### [Data to process]
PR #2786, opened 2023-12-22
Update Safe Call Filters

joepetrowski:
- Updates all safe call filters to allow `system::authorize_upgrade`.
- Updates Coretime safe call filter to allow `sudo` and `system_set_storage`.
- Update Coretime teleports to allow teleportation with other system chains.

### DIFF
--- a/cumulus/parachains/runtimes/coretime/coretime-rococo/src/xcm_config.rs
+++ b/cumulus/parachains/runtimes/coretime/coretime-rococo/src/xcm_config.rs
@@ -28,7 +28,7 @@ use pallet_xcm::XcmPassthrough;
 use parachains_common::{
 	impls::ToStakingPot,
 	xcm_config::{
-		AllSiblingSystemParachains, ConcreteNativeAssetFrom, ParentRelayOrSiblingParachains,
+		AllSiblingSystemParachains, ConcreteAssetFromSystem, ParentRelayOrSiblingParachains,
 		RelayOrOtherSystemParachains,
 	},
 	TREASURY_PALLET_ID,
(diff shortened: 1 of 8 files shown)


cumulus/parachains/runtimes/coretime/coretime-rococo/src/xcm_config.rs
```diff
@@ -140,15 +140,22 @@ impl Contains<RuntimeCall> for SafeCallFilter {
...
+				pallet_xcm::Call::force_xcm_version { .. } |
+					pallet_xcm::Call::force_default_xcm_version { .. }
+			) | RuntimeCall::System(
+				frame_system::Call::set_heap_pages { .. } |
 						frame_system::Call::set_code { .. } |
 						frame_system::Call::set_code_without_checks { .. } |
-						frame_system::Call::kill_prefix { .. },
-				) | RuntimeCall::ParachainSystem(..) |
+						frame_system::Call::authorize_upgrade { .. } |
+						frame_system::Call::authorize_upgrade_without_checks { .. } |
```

### [Activity]
Nothing in the records may be left out; copy them all exactly.

### [Problem solution]
PR #2786, opened 2023-12-22
Update Safe Call Filters

joepetrowski:
- Updates all safe call filters to allow `system::authorize_upgrade`.
- Updates Coretime safe call filter to allow `sudo` and `system_set_storage`.
- Update Coretime teleports to allow teleportation with other system chains.

### DIFF
--- a/cumulus/parachains/runtimes/coretime/coretime-rococo/src/xcm_config.rs
+++ b/cumulus/parachains/runtimes/coretime/coretime-rococo/src/xcm_config.rs
@@ -28,7 +28,7 @@ use pallet_xcm::XcmPassthrough;
 use parachains_common::{
 	impls::ToStakingPot,
 	xcm_config::{
-		AllSiblingSystemParachains, ConcreteNativeAssetFrom, ParentRelayOrSiblingParachains,
+		AllSiblingSystemParachains, ConcreteAssetFromSystem, ParentRelayOrSiblingParachains,
 		RelayOrOtherSystemParachains,
 	},
 	TREASURY_PALLET_ID,
(diff shortened: 1 of 8 files shown)


cumulus/parachains/runtimes/coretime/coretime-rococo/src/xcm_config.rs
```diff
@@ -140,15 +140,22 @@ impl Contains<RuntimeCall> for SafeCallFilter {
...
+				pallet_xcm::Call::force_xcm_version { .. } |
+					pallet_xcm::Call::force_default_xcm_version { .. }
+			) | RuntimeCall::System(
+				frame_system::Call::set_heap_pages { .. } |
 						frame_system::Call::set_code { .. } |
 						frame_system::Call::set_code_without_checks { .. } |
-						frame_system::Call::kill_prefix { .. },
-				) | RuntimeCall::ParachainSystem(..) |
+						frame_system::Call::authorize_upgrade { .. } |
+						frame_system::Call::authorize_upgrade_without_checks { .. } |
```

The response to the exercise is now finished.